[REQUIRED ACTION]
Your answer must be the full set of entries, repeated exactly.

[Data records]
Issue #212, opened 2025-07-17
Resharing semantic and constraints


glpatcern:
The semantic of a re-share operation is to be further developed, in particular in the context of having introduced `requirements` and `capabilities`.

As discussed over Matrix, the case of an OCM share that is reshared as public link may pose issues when e.g. the share had an `enforce-mfa` requirement, as a public link would completely void that requirement.

In general, we should make it clear that the default behavior should follow the least privilege principle, and reshare is allowed only if explicitly granted by the originator of the share.

micbar:
I am just curious: Is resharing of received OCM shares possible?

glpatcern:
@micbar in fact it is - apparently in Nextcloud you can create a public link out of a received federated share. In Reva though we never implemented that, and I believe OpenCloud is the same.

IMHO we should not assume that resharing is possible / allowed.

PR #230, opened 2025-08-01
Add required sender field to notifications

KrausMatthias:


glpatcern:
The issue with adding a `required` field is that it's a breaking change with existing implementations. @mickenordin and @ArtificialOwl are best positioned to comment on this.

At a higher level, the `/notifications` endpoint is poorly specified - see e.g. #212 - and requires some care, without necessarily taking existing implementations as 100% correct.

[OUTPUT FOR THIS EXERCISE]
Issue #212, opened 2025-07-17
Resharing semantic and constraints


glpatcern:
The semantic of a re-share operation is to be further developed, in particular in the context of having introduced `requirements` and `capabilities`.

As discussed over Matrix, the case of an OCM share that is reshared as public link may pose issues when e.g. the share had an `enforce-mfa` requirement, as a public link would completely void that requirement.

In general, we should make it clear that the default behavior should follow the least privilege principle, and reshare is allowed only if explicitly granted by the originator of the share.

micbar:
I am just curious: Is resharing of received OCM shares possible?

glpatcern:
@micbar in fact it is - apparently in Nextcloud you can create a public link out of a received federated share. In Reva though we never implemented that, and I believe OpenCloud is the same.

IMHO we should not assume that resharing is possible / allowed.

PR #230, opened 2025-08-01
Add required sender field to notifications

KrausMatthias:


glpatcern:
The issue with adding a `required` field is that it's a breaking change with existing implementations. @mickenordin and @ArtificialOwl are best positioned to comment on this.

At a higher level, the `/notifications` endpoint is poorly specified - see e.g. #212 - and requires some care, without necessarily taking existing implementations as 100% correct.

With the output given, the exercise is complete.